- **PROBLEM STATEMENT**
All entries shown below must be given again word for word.

- **DATA LISTING**
- Opening Delimiter -

PR #254, opened 2025-10-16
DEV - run dnf update for the quadlet VM

stejskalleos:


stejskalleos:
> annoying amount of time to local testing and CI

:thinking: I could remove the `provision` command from the `forge vms start` and leave it up to dev.

ekohl:
Should we recommend updating the base box before provisioning?

ehelms:
> Our docs state one is supposed to use an "uptodate" system. Shouldn't CI reflect that?

Our current docs do, but that is a good question if that is still required in a container based way since we are not installing all of these RPMs. 

The best answer for CI would be to have an image that is nearly always up to date so that we are not eating the update cost every single CI run.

- Closing Delimiter -

- **RESULT OF THIS EXERCISE**
PR #254, opened 2025-10-16
DEV - run dnf update for the quadlet VM

stejskalleos:


stejskalleos:
> annoying amount of time to local testing and CI

:thinking: I could remove the `provision` command from the `forge vms start` and leave it up to dev.

ekohl:
Should we recommend updating the base box before provisioning?

ehelms:
> Our docs state one is supposed to use an "uptodate" system. Shouldn't CI reflect that?

Our current docs do, but that is a good question if that is still required in a container based way since we are not installing all of these RPMs. 

The best answer for CI would be to have an image that is nearly always up to date so that we are not eating the update cost every single CI run.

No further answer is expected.